PR #407, opened 2020-05-30
fontsrv: fix undeclared index variable in function x11.c:load().

phonologus:
Build of `fontsrv` fails on Linux/gcc.

The index variable `i` in the `for`-loop in function`void load(XFont *)` in file `X11.c` is undeclared.

This patch supplies the obvious fix.


phonologus:
Fixed in latest commit. This request now redundant.

PR #413, opened 2020-05-31
Add xft support to rio.

pmikkelsen:
Also change the menu spacing to look more like the one
libdraw makes.

The new menu can now look like this when rio is started with `-font "Cantarell-14"`.
2020-06-01-004635_1920x1080_scrot


nicolagi:
Nice. :) Had to add -I/usr/include/freetype2 to X11H in src/cmd/devdraw/mkwsysrules.sh in Ubuntu 18.04.

pmikkelsen:
Thanks, I have added a second commit with your change :)

markvanatten:
On my system this patch compiles correctly, but an attempt to run rio results in its error message 'can't understand depth 0 screen'. Without the patch, rio runs fine.
gcc 10.1.0
Linux 5.6.15-arch1-1
libxft 2.3.3-2

gdiazlo:
> On my system this patch compiles correctly, but an attempt to run rio results in its error message 'can't understand depth 0 screen'. Without the patch, rio runs fine.
> gcc 10.1.0
> Linux 5.6.15-arch1-1
> libxft 2.3.3-2

Seems there is no default font, so this patch makes -font a required argument to rio. @pmikkelsen would you consider adding a plan9port font as default like before?

pmikkelsen:
I am not really using plan9port anymore so it is unlikely I will look any further into this patch :)

PR #419, opened 2020-06-02
buffer overflows in libhtml/lex.c and cmd/htmlroff/roff.c

Rei-sen:
_readx() uses length as its argument and not size, getplaindata() should check if j == length -1

### DIFF
--- a/src/cmd/htmlroff/roff.c
+++ b/src/cmd/htmlroff/roff.c
@@ -257,7 +257,7 @@ copyarg(void)
 	int c;
 	Rune *r;
 
-	if(_readx(buf, sizeof(buf)/sizeof(*buf), ArgMode, 0) < 0)
+	if(_readx(buf, nelem(buf), ArgMode, 0) < 0)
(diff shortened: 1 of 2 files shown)


src/cmd/htmlroff/roff.c
```diff
@@ -257,7 +257,7 @@ copyarg(void)
 	int c;
 	Rune *r;
 
-	if(_readx(buf, sizeof buf, ArgMode, 0) < 0)
+	if(_readx(buf, sizeof(buf)/sizeof(*buf), ArgMode, 0) < 0)
```
fhs, line 260: Use `nelem(buf)`?

Rei-sen: fixed

dancrossnyc:
Fixed in 0144f87dc6c7f2f6becbd55519e433a9b36a466f and 4056d6be4d0fca6fc5e6ccfd24ff4785db9fec15.

PR #741, opened 2018-10-22
lexers: ruby squiggly heredocs and code following delimiter

kj:
This adds support to the Ruby lexer for squiggly heredocs:

```
class Foo
  def call
    <<~FOO
      ...
    FOO
  end
end
```

-and also allows code between the heredoc delimiter and the end of the line, for cases like this:

```
foo(<<FOO, bar, baz)
...
FOO
```

### DIFF
--- a/lua/lexers/ruby.lua
+++ b/lua/lexers/ruby.lua
@@ -42,7 +42,7 @@ local dq_str = l.delimited_range('"')
 local lit_str = '%' * S('qQ')^-1 * literal_delimitted
 local heredoc = '<<' * P(function(input, index)
   local s, e, indented, _, delimiter =
-    input:find('(%-?)(["`]?)([%a_][%w_]*)%2[\n\r\f;]+', index)
+    input:find('([%-~]?)(["`]?)([%a_][%w_]*)%2.-[\n\r\f;]+', index)
   if s == index and delimiter then
     local end_heredoc = (#indented > 0 and '[\n\r\f]+ *' or '[\n\r\f]+')
     local _, e = input:find(end_heredoc..delimiter, e)


kj:
Also, is there still an upstream for lexers? It sounds (if I'm reading it right) from the [Scintillua page](https://foicica.com/scintillua/), like the Lua lexers have been abandoned since Scintilla 4.x. If that's the case, maybe the line:

> Changes to existing lexers should also be sent upstream for consideration.

-should be removed from the [lexers README](https://github.com/martanne/vis/blob/master/lua/lexers/README.md).

martanne:
What is the status of this?

I updated the upstream reference in ce341f24dc58f34c438f0c9bbfb3b495d032bbdf.

kj:
It looks like HEAD still doesn't support squiggly heredocs `<<~`. That's just a matter of adding a character to the lexer. The other issue (which I probably shouldn't have bundled in with this) with code following the opening delimiter on the same line, isn't really fixed ideally by this pull request. It just treats the remaining code on the line as part of the heredoc string (but at least highlights the rest of the lines in the heredoc).

In the bash lexer of the current vis release, heredocs are treated as they are in this pull request, where the remaining text on the same line is highlighted as a string. For example:

```
command <<EOF -x >/dev/null
```

The `-x >/dev/null` would all be treated as part of the heredoc, but at least the following lines would be correctly highlighted until the heredoc end delimiter.

However in vis HEAD, the bash lexer now works as it does in Ruby, where if any code follows the opening delimiter, then the entire heredoc highlighting is cancelled.

Both solutions are flawed. I'm just not sure if there's any way to stop highlighting trailing code on the first line while still highlighting the heredoc content below?

martanne:
I agree that these are two separate issues. Support for squiggly here docs was committed in 8ecc5915690112a2ea02ee3a9d4c30c017f6bb98. I think this is "good enough" for now ...

PR #764, opened 2019-06-26
filetype: Match known filenames exactly

michaelforney:
Otherwise, a file like `passwd.c` will match both ansi_c and dsv.
The one that gets chosen depends on the iteration order of table,
which is non-deterministic.

### DIFF
--- a/lua/plugins/filetype.lua
+++ b/lua/plugins/filetype.lua
@@ -102,13 +102,13 @@ vis.ftdetect.filetypes = {
 		ext = { "%.d$", "%.di$" },
 	},
 	dockerfile = {
-		ext = { "Dockerfile" },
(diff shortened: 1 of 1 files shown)


lua/plugins/filetype.lua
```diff
@@ -102,13 +102,13 @@ vis.ftdetect.filetypes = {
 		ext = { "%.d$", "%.di$" },
 	},
 	dockerfile = {
-		ext = { "Dockerfile" },
+		ext = { "^Dockerfile$" },
```
rokf: Dockerfiles are allowed to have a prefix, see https://stackoverflow.com/questions/26077543/how-to-name-dockerfiles for examples.

michaelforney: Ah, I didn't know that. Updated to handle both cases.

Issue #767, opened 2019-08-08
How do I conditionally execute vis:command 's?


ThomasMeulendijks:
Hi I am trying to change my cursorline based on the mode I am in.

Since there are no mode change events in lua yet I tryed this.

```
vis.events.subscribe(vis.events.WIN_STATUS, function(win)
    if vis.mode == vis.modes.INSERT then
	vis:command('set cursorline on')
    end
    if vis.mode == vis.modes.NORMAL then
	vis:command('set cursorline off')
    end
end)
```

Unfortunately this throws two stack overflow exceptions many times upon user input.

```
vis-std.lua:83: C stack overflow
vis-std.lua:41: C stack overflow
```

Can anyone help me out to get the desired out behavior and understand the project a bit more?

ThomasMeulendijks:
Oke I got a bit further, I tried making a C patch

```
diff --git a/vis.c b/vis.c
index 03b01ab..71454c6 100644
--- a/vis.c
+++ b/vis.c
@@ -311,6 +311,8 @@ static void window_draw_cursorline(Win *win) {
 		return;
 	if (view_selections_count(view) > 1)
 		return;
+	if (!vis->mode->input)
+		return;
 
 	int width = view_width_get(view);
 	CellStyle style = win->ui->style_get(win->ui, UI_STYLE_CURSOR_LINE);

```

This works kind of, it draws the cursorline when entering insertmode but it keeps the line for one extra frame after exiting insertmode for example:

+ open new vis window | no line
+ enter insert mode | line
+ exit insert mode | line
+ pres `j` (or any other key that forces an new frame) | no line

Hope it is a bit clear :)

Any help is welcome!

ThomasMeulendijks:
This delay problem also seems to occur while using visual mode. (tag as a bug?)

PR #769, opened 2019-08-16
redraw after mode change to ensure visual effects are changed

ThomasMeulendijks:
My (succesful?) attempt at fixing my own issue #767 

In this issue the cursorline dissapears to late when mode switching.

Even when the vis.c draw_cursorline() (or something like that) is called
and propperly returns without drawing.

so the issue seems to be that the screen (or at least the portion what contains 
the cursor since the status bar [insert] does change to [normal] )

The PR is open for suggestions, this is my first contribution to the project and hope it is of any use, greetings o/

### DIFF
--- a/main.c
+++ b/main.c
@@ -2192,6 +2192,7 @@ static const char *join(Vis *vis, const char *keys, const Arg *arg) {
 
 static const char *switchmode(Vis *vis, const char *keys, const Arg *arg) {
 	vis_mode_switch(vis, arg->i);
+	vis_draw(vis);
 	return keys;
 }
 


Shugyousha (approved):
Not too familiar with this code but this LGTM!

rnpnr (commented):
Hi,

I am able to recreate the cursorline not being removed issue by using a keybinding from lua:
```lua
vis:map(m.NORMAL, " t", function()
	vis.win.options.cursorline = not vis.win.options.cursorline
end, "toggle cursorline")
```

However this commit does not fix that. Instead, with or without this commit, the following will work:

```lua
vis:map(m.NORMAL, " t", function()
	vis.win.options.cursorline = not vis.win.options.cursorline
	vis.win:draw()
end, "toggle cursorline")
```

I'm afraid I don't really see the point of this commit.

rnpnr:
I think I should close this for now. Feel free to leave a comment or open again if there is something I am missing.

PR #786, opened 2020-01-12
vis: don't draw colorcolumn after the end

zsugabubus:
Check for end-of-text.

### DIFF
--- a/vis.c
+++ b/vis.c
@@ -286,17 +286,18 @@ static void window_draw_colorcolumn(Win *win) {
 		if (l->lineno != lineno) {
 			line_cols = 0;
 			line_cc_set = false;
-			lineno = l->lineno;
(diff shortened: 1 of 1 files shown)


vis.c
```diff
@@ -286,17 +286,18 @@ static void window_draw_colorcolumn(Win *win) {
 		if (l->lineno != lineno) {
 			line_cols = 0;
 			line_cc_set = false;
-			lineno = l->lineno;
+			if (!(lineno = l->lineno))
+				break;
```
3dc1d3: why not the much simpler and clearer:
```
lineno = l->lineno;
if (! lineno)
```

zsugabubus: I searched through the codebase and I saw similar checks, so that's why I chose this style.

PR #789, opened 2020-01-14
vis: don't search off screen when highlighting matches

TmpFinger1:
When the cursor is on a delimiter whose match should be highlighted, this patch limits the search to the viewport. If the matching delimiter is out of sight there's no point in highlighting it.

I found this when I had a very large binary file opened, and the cursor got stuck for a long time when i moved over a parenthesis.


martanne:
Thanks, merged in 3a1023ee5022071b46f659a82290bb0b3da42137 with `Filerange const *limits` changed to `const Filerange *limits` to match the surrounding style.

PR #791, opened 2020-01-22
Add layout option

kdsch:
This introduces a new `set` option for setting the layout to vertical or horizontal, which previously could not be done without creating a new window (via `split` or `vsplit`). Now, `set layout|lay h|v` will control this without creating a new window.


martanne:
Thanks, I'm going to apply this. Do you feel strongly about the `lay` abbreviation? We are using a unique prefix search for option names. That means it is currently redundant, unless we add other layout related options ...

kdsch:
@martanne I don't feel strongly about it. Looks like "la" would be the next shortest (to differentiate from "lo" for "loadmethod"). I'll put that task in my queue.

I also thought it would be nice to expose this option in the Lua API, but haven't had time to try it.

martanne:
I didn't want to suggest a different abbreviation, but to simply drop it. Even when removing the explicit `lay` entry, it would currently still be accepted as a unique prefix of `layout`.

In fact, removing it would also make `la` valid, whereas currently it doesn't work because it is a common prefix of both `lay` and `layout` and therefore not unique. This is also true for `nu`, but in that case it was probably introduced for explicit vim compatibility.

Relying on those implicit short hand versions only becomes a problem when a conflict with a new command is introduced either by modifying the C core or through the Lua API.

Ideally the Lua API should be generic and independent of specific options. I vaguely remember that there was already an existing ticket, also talking about introducing different scopes e.g. window, file/buffer, global etc.

kdsch:
@martanne Thanks, I understand better now.

PR #795, opened 2020-01-28
clean up docker build

eworm-de:


Dockerfile
```diff
@@ -1,25 +1,19 @@
...
-# make
-# docker cp vis:/tmp/vis/vis .
-# make vis-single
-# docker cp vis:/tmp/vis/vis-single .
+# Run 'make docker' to build a statically linked vis executable!
 FROM i386/alpine:3.11
-ENV DIR /tmp/vis
-WORKDIR $DIR
-RUN apk update && apk add musl-dev fortify-headers gcc make libtermkey-dev \
+RUN apk update
```
martanne: Is there a specific reason you want to split this into two commands? The [Docker documentation](https://docs.docker.com/develop/develop-images/dockerfile_best-practices/#run) recommends a single `RUN` directive to avoid caching issues.

Dockerfile
```diff
@@ -1,25 +1,19 @@
...
+WORKDIR /build
 RUN wget https://github.com/martanne/libuntar/tarball/7c7247b442b021588f6deba78b60ef3b05ab1e0c -O libuntar.tar.gz && \
 	tar xf libuntar.tar.gz && cd *-libuntar-* && \
 	make && \
-	mkdir -p /usr/local/include && \
-	cp lib/libuntar.h /usr/local/include && \
-	cp lib/libuntar.a /usr/local/lib
+	mkdir -p /usr/include && \
+	cp lib/libuntar.h /usr/include && \
+	cp lib/libuntar.a /usr/lib
```
martanne: Any particular reason you prefer that?

Makefile
```diff
@@ -84,16 +85,12 @@ vis-single: vis-single.c vis-single-payload.inc
...
-	docker exec vis apk upgrade
-	docker cp . vis:/tmp/vis
-	docker exec vis sed -i '/^VERSION/c VERSION = $(VERSION)' Makefile
-	docker exec vis ./configure CC='cc --static' --enable-acl
-	docker exec vis make clean vis-single
-	docker cp vis:/tmp/vis/vis-single vis
-	docker kill vis
+	$(DOCKER) build -t vis .
+	$(DOCKER) run --rm --name vis -v $(PWD):/build vis ./configure CC='cc --static' --enable-acl
+	$(DOCKER) run --rm --name vis -v $(PWD):/build vis make VERSION="$(VERSION)" clean vis-single
```
martanne: This sets up a bind mount which makes the current working directory of the host available to the guest. I would prefer if we kept the more rigorous isolation and explicitly copy what is needed. To copy the source tree we could probably add an appropriate `COPY` instruction to  the Dockerfile. For the reverse direction `docker cp` is probably needed.

Dockerfile
eworm-de: Docker creates read-only layers for every step. Removing caches in a later step does not save the disk space as files are still available in earlier layer. Actually we do not remove any cache. This makes sense only for something like:
```
RUN apk update && apk add musl-dev ... && find /var/cache/apk/ -name 'APKINDEX.*' -delete
```
Looks like `apk` does not cache any package files, so nothing to clean there.

Dockerfile
eworm-de: No... Not sure why I changed this. I am fine with dropping this change.

Dockerfile
martanne: The point they are making is: if you add a new package to install, docker will not run the update command, but instead use the cached layer. As a result you might end up with an outdated package.

Makefile
eworm-de: The idea of docker is to build an image that has everything you need from a `Dockerfile`. The work is done running short-living and volatile containers, persistent data is stored in volumes.

Our current code starts a background container and executes commands inside this running container. If the build process breaks for whatever reason you have left over containers - running or stopped. IMHO it is really annoying to clean up a stopped or broken docker build process.

martanne: Containers can more easily be cleaned up than my working directory. I don't want to expose it to the container and let it leave files (with wrong UIDs etc) behind.

Dockerfile
eworm-de: Ah, got it...
Probably less likely to hit as we run with a defined version, but still valid.

eworm-de:
Pushed an updated version... The main change is that it uses a volume now.

martanne:
I merged the majority of your cleanups, but ultimately kept the current mechanism. Being able to use `docker exec` is convenient to make sure we have the latest packages.

If you have strong use cases which currently do not work, we can discuss further changes.

Issue #603, opened 2017-09-12
xml syntax highlighting extremely slow


peskal:
Editing large xml files with syntax highlighting on is very slow. There is a delay of almost a second each time the cursor is moved. Turning syntax highlighting off makes the cursor usable again. Here is a large xml file to test on:
https://github.com/android/platform_manifest/blob/master/default.xml

Interestingly, I have not seen this issue with other languages.

My ```:help```
```
vis v0.4

 Lua paths used to load C libraries (? will be replaced by filename):

  /usr/lib/lua/5.3/?.so
  /usr/lib/lua/5.3/loadall.so

 Compile time configuration

  Curses support:                 	yes
  Lua support:                    	yes
  Lua LPeg statically built-in:   	no
  TRE based regex support:        	no
  POSIX ACL support:              	no
  SELinux support:                	no
```
I also have ```/usr/lib/lua/5.3/lpeg.so``` on my system.

michaelforney:
I've noticed this as well. Editing XML with syntax highlighting is unusably slow, so I disable it in my `visrc.lua`:

```lua
if win.file.path and win.file.path:find('%.xml$') then
  vis:command('set syntax off')
end
```

I did a bit of investigation, and found that if I comment out `{'equals', equals}` in `lexers/xml.lua`, it performs much better. I suspect https://github.com/martanne/vis/blob/d7e0cbd7795bec43e9e9f11a42a7019f18bf9e18/lua/lexers/xml.lua#L24 might be the culprit.

Shugyousha:
On Tue, Sep 12, 2017 at 10:45 PM, Michael Forney
<notifications@github.com> wrote:
> I've noticed this as well. Editing XML with syntax highlighting is unusably
> slow, so I disable it in my visrc.lua:
>
> if win.file.path and win.file.path:find('%.xml$') then
>   vis:command('set syntax off')
> end

Yes, that is one of the viable workarounds. The other one is to limit
the syntax highlighting search space ("horizon") to a managable value
using https://github.com/martanne/vis/blob/d7e0cbd7795bec43e9e9f11a42a7019f18bf9e18/lua/vis-std.lua#L34
.


Cheers,

Silvan

martanne:
If not fixed, this should at least be improved by 7e9e0a2ca868aaa214fb38a79fe71da34d6e00da. I'm closing this issue for now, feel free to re-open/comment if you still encounter performance problems.

PR #797, opened 2020-01-31
lexers: XML performance improvement

TmpFinger1:
The new pattern isn't perfect, but the old one wasn't either.

One of its purposes was to highlight 123, but not 456 below:

```xml
<tag attr=123>text=456</tag>
```

Both the new and the old pattern can be tricked.
Here, 123 is not recognized as a token:
```xml
<tag glitch=">" attr=123 glitch="<">text=456</tag>
```

You can test it by positioning the cursor over one of the numbers and hitting `dii`.
If the _whole_ number is deleted, then it's recognized as a token.
(At least in the themes I use, numbers, even when recognized as such, are not highlighted any differently than text...)

Edit: forgot to mention, this is about issue #603.

### DIFF
--- a/lua/lexers/xml.lua
+++ b/lua/lexers/xml.lua
@@ -20,13 +20,7 @@ local dq_str = l.delimited_range('"', false, true)
 local string = #S('\'"') * l.last_char_includes('=') *
                token(l.STRING, sq_str + dq_str)
 
-local in_tag = P(function(input, index)
-  local before = input:sub(1, index - 1)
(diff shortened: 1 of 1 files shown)


TmpFinger1:
Just noticed that the exact same pattern is used in the `html` and `wsf` lexers.
In `html` it's commented out, that's why it's fast.

martanne:
Thanks, I applied the same change to the other lexers as well.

⁂

For this exercise, repeat exactly the lines of the data above from the one with "How do I conditionally" down to the one with "frame) | no line", both end lines included.

- **Task result**:
How do I conditionally execute vis:command 's?


ThomasMeulendijks:
Hi I am trying to change my cursorline based on the mode I am in.

Since there are no mode change events in lua yet I tryed this.

```
vis.events.subscribe(vis.events.WIN_STATUS, function(win)
    if vis.mode == vis.modes.INSERT then
	vis:command('set cursorline on')
    end
    if vis.mode == vis.modes.NORMAL then
	vis:command('set cursorline off')
    end
end)
```

Unfortunately this throws two stack overflow exceptions many times upon user input.

```
vis-std.lua:83: C stack overflow
vis-std.lua:41: C stack overflow
```

Can anyone help me out to get the desired out behavior and understand the project a bit more?

ThomasMeulendijks:
Oke I got a bit further, I tried making a C patch

```
diff --git a/vis.c b/vis.c
index 03b01ab..71454c6 100644
--- a/vis.c
+++ b/vis.c
@@ -311,6 +311,8 @@ static void window_draw_cursorline(Win *win) {
 		return;
 	if (view_selections_count(view) > 1)
 		return;
+	if (!vis->mode->input)
+		return;
 
 	int width = view_width_get(view);
 	CellStyle style = win->ui->style_get(win->ui, UI_STYLE_CURSOR_LINE);

```

This works kind of, it draws the cursorline when entering insertmode but it keeps the line for one extra frame after exiting insertmode for example:

+ open new vis window | no line
+ enter insert mode | line
+ exit insert mode | line
+ pres `j` (or any other key that forces an new frame) | no line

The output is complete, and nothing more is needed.